HFmax (Tanaka) = 208 − 0,7 × Alter HFmax (Fox) = 220 − Alter %HFmax-Ziel = HFmax × pct Karvonen-Ziel = (HFmax − HFruhe) × pct + HFruhe

pct = unterer oder oberer Wert der gewählten Zone als Bruchzahl. Z1 = 0,50–0,60; Z2 = 0,60–0,70; Z3 = 0,70–0,80; Z4 = 0,80–0,90; Z5 = 0,90–1,00. HFruhe ist Ihr Ruhepuls, idealerweise direkt nach dem Aufwachen vor dem Aufstehen gemessen. Karvonen berücksichtigt, dass trainierte Personen einen niedrigeren Ruhepuls und damit eine größere Herzfrequenzreserve haben.

Beispielrechnung

  • Alter 35, Tanaka-Formel: HFmax = 208 − 0,7 × 35 = 208 − 24,5 = 183 bpm.
  • Zone 2 (60–70 % der HFmax) = 0,60 × 183 bis 0,70 × 183 = 110 bis 128 bpm. Lockeres aerobes Training.
  • Zone 4 (80–90 %) = 146 bis 165 bpm. Schwellen- / Wettkampftempo.
  • Mit Ruhepuls 60 (Karvonen): HRR = 183 − 60 = 123. Zone 2 = 0,60 × 123 + 60 bis 0,70 × 123 + 60 = 134 bis 146 bpm — etwas höher als bei reiner %max-Rechnung, weil der trainierte Sportler mehr Reserve hat.

Häufig gestellte Fragen

Tanaka oder Fox — welche Formel?

Standard ist Tanaka. Fox (220 − Alter) stammt aus einer kleinen Stichprobe von 1971 und hat bekannte Probleme: Bei unter 25 zu hoch, ab 40 zu niedrig. Tanaka (208 − 0,7 × Alter) basiert auf einer Meta-Analyse von 2001 mit über 18 000 Probanden und ist über das gesamte Erwachsenenalter genauer. An den Rändern ist der Unterschied am größten — mit 60: Fox 160, Tanaka 166. Mit 35 sind beide nahe 185. Für grobe Zonen reicht beides; wer es genau will, nimmt Tanaka.

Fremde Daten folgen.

PR #422, opened 2023-12-08
Added "Zheng et al." tab to tables

natalieroman:
Added tab to the phenotype table per discussion with @vlagrassa


r-vieira (approved):
looks great!

PR #425, opened 2023-12-13
Hotfix: BAM/BAI download page schema argument

vlagrassa:
When using `generate_blob_uri`, the `schema` must be passed as a keyword arg.

I checked all other uses of `generate_blob_uri` and they all pass the argument correctly.


r-vieira (approved):
good

PR #429, opened 2023-12-15
Finalize(?) TraitFile entity props set, seed entities from Google Sheets

vlagrassa:
Notes:
- This PR adds the secret `ANDERSEN_LAB_TRAIT_SHEET`
- Still waiting on trait files with the correct columns / filenames from Andersen Lab. Once we receive those, we can upload to GCP and run the new `POPULATE_PHENOTYPES_DATASTORE` database operation :)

Warum liefert Karvonen andere (meist höhere) Zonen?

Reines %max skaliert die Zonen von 0 bis zur max. HF. Karvonen skaliert sie vom Ruhepuls bis zur max. HF — der „Herzfrequenzreserve". Da der Ruhepuls nie wirklich 0 ist (etwa 60), liegt das untere Ende höher. Unter ~70 % sind die Karvonen-Werte höher als %max; über ~90 % nähern sie sich an. Vorteil: Ein trainierter Sportler mit Ruhepuls 45 und ein Untrainierter mit 75 haben bei gleichem Alter sehr unterschiedliche praktische Zonen. Mit zuverlässigem Ruhepuls: Karvonen bevorzugen.

Wie finde ich meine echte max. HF ohne Labortest?

15 Min einlaufen, dann 3 Min hart laufen, 2 Min locker traben, dann 3 Min Vollgas — der höchste Wert auf einem Brustgurt (optische Handgelenksensoren liefern unzuverlässige Spitzen) ist eine gute Schätzung des echten Maximums. Radfahrer machen das Gleiche an einem Anstieg. Nicht versuchen, wenn Sie Einsteiger sind, eine Herzerkrankung haben oder kein ärztliches OK für maximale Belastungen vorliegt. Der Schätzwert des Rechners reicht für allgemeines Training; den echten Wert nur jagen, wenn Sie es genau brauchen.

Was, wenn meine Uhr bei harten Einheiten deutlich über Zone 5 anzeigt?

Zwei wahrscheinliche Ursachen. Erstens: Die Formel unterschätzt Ihren echten Maximalwert — können Sie wiederholt 5–10 bpm über dem berechneten Max halten, ist die Zahl falsch, nicht Ihr Herz. Überschreiben Sie sie auf der Uhr mit einem benutzerdefinierten Max (die meisten Geräte erlauben das). Zweitens: Optische Handgelenksensoren rasten manchmal auf die Trittfrequenz (Laufen, Radfahren) ein und melden Kadenz als Herzfrequenz — Sprung auf 180+ ohne Grund. Brustgurt löst das. Erklärt nichts davon es und kommen die hohen Werte mit Brustschmerzen, Schwindel oder Atemnot, Belastung beenden und Arzt aufsuchen.